Christopher Carosa, CTFA

Christopher Carosa, CTFA


  1. Ed Bosch, Jr., LUTCF, AIF®
    Ed Bosch, Jr., LUTCF, AIF® August 16, 19:33

    I do not think that it would surprise many advisors that if a person works for 45 years, from age 25 to age 70, as the author suggests, that they could save less of their earnings and also demand a smaller rate of return from their portfolio when saving for retirement. I do, however, feel these assumptions are not very realistic. With most employers you are not going to be afforded the opportunity to work to age 70. Many employers are forcing people with seniority out of their positions and hiring younger workers who demand less wages and benefits. While we could write a separate paper as to whether this is good business or not we can certainly agree that most companies (in an effort to increase shareholder value) will not stop this practice anytime soon. In addition, most American’s do not relish the idea of working until age 65, much less age 70.

  2. Don Devost
    Don Devost August 18, 09:26

    I agree with the comment that none of these findings are shocking to any thoughtful financial advisor. I do think, however, that many plan advisors give short shrift to participant education and guidance and focus more on the areas more easily controllable, like asset allocation. I think the importance of this is that advisors need to concern themselves more with outcomes, that is total participant savings rather than just investment performance. And that means focusing more on participant guidance. A lot of advisors won’t do this because it’s hard work and because they aren’t comfortable engaging with participants in am in-depth manner that could lead them to areas of fiduciary responsibility.this is sad but largely true of plan advisors

  3. Grant Arends
    Grant Arends August 18, 11:31

    The findings in this article and the power of asset allocation are mutually exclusive.

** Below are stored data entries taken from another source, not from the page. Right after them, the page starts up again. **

PR #2947, opened 2024-09-17
user/udiskie: new package

tulilirockz:
I did strip out some dependencies like gtk3 and libappindicator for the tray indicator. Would that be of interest? I just thought that usually people would use this in WMs and stuff like that

### DIFF
--- a/user/udiskie/files/50-udiskie.rules
+++ b/user/udiskie/files/50-udiskie.rules
@@ -1,0 +1,24 @@
+/**
+ * Polkit permissions for udiskie.
+ * Source: Udiskie README (see https://pypi.python.org/pypi/udiskie)
+ */
+polkit.addRule(function(action, subject) {
+  var YES = polkit.Result.YES;
+  // NOTE: there must be a comma at the end of each line except for the last:
+  var permission = {
+    // required for udisks2:
+    "org.freedesktop.udisks2.filesystem-mount": YES,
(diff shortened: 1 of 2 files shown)


triallax:
> I did strip out some dependencies like gtk3 and libappindicator for the tray indicator. Would that be of interest? I just thought that usually people would use this in WMs and stuff like that

wms don't necessarily lack trays (e.g. sway), i'd add those deps

tulilirockz:
> > I did strip out some dependencies like gtk3 and libappindicator for the tray indicator. Would that be of interest? I just thought that usually people would use this in WMs and stuff like that
> 
> wms don't necessarily lack trays (e.g. sway), i'd add those deps

the thing is that python-appindicator is deprecated isnt it?

user/udiskie/files/50-udiskie.rules
```diff
@@ -0,0 +1,24 @@
+/**
+ * Polkit permissions for udiskie.
+ * Source: Udiskie README (see https://pypi.python.org/pypi/udiskie)
```
triallax, line 3: don't see it in the README, seems to be here instead now: https://github.com/coldfix/udiskie/wiki/Permissions

also, i don't really know anything about polkit but this file is missing `org.freedesktop.udisks2.encrypted-unlock-system`  and `org.freedesktop.udisks2.filesystem-unmount-others`, which are in the link above, you might want to have these in as well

    Retirement Plan Advisors have long known the power of starting early, delaying retirement, AND increasing deferral rates play an enormous role in participant outcomes.

    BUT, one cannot also ignore the fact that 80% (I’m being kind) of people have little to no business determining and managing their investment allocation strategy.

    Therefore, helping people determine their desired level of risk and then plugging them into a strategy vs. leaving security selection 100% up to the individual is very important as well.

  4. John Frisch
    John Frisch October 03, 14:33

    The first paragraph of this article is misleading in that the study is not comparing or contrasting asset allocation to security selection. The article does correctly state that the study ranks 401k success drivers such as saving, delayed retirement and reverse mortgages ahead of investment selection. The study uses investment returns of various asset allocations to confirm it’s findings. It does not suggest that when you do consider proper investment inside a 401k account that you should not use asset allocation. It doesn’t mention security selection at all.

  5. Ronald Surz
    Ronald Surz October 06, 16:46

    Saving enough is more important than investing. All cash works just fine if you’ve saved enough. But it would appear that employers and their advisors don’t understand this fundamental truth when it comes to target date funds (TDFs). They’ve drunk the cool-aid that fund companies are serving up.

    Fund companies say the appropriate objective for TDFs is to make up for inadequate participant savings, so they advocate high risk, which is easy & profitable for them to say because they are not fiduciaries, and they get paid more for taking more risk. It’s all upside (profit) with no downside (fiduciary responsibility). The truth is that the best remedy for inadequate savings is to save more – change participant behavior. Duh!

    The fiduciary objective should be the Hippocratic Oath of TDFs: Don’t lose participant money, especially near the target date. It’s what the participants need and want – it’s what they think they are getting.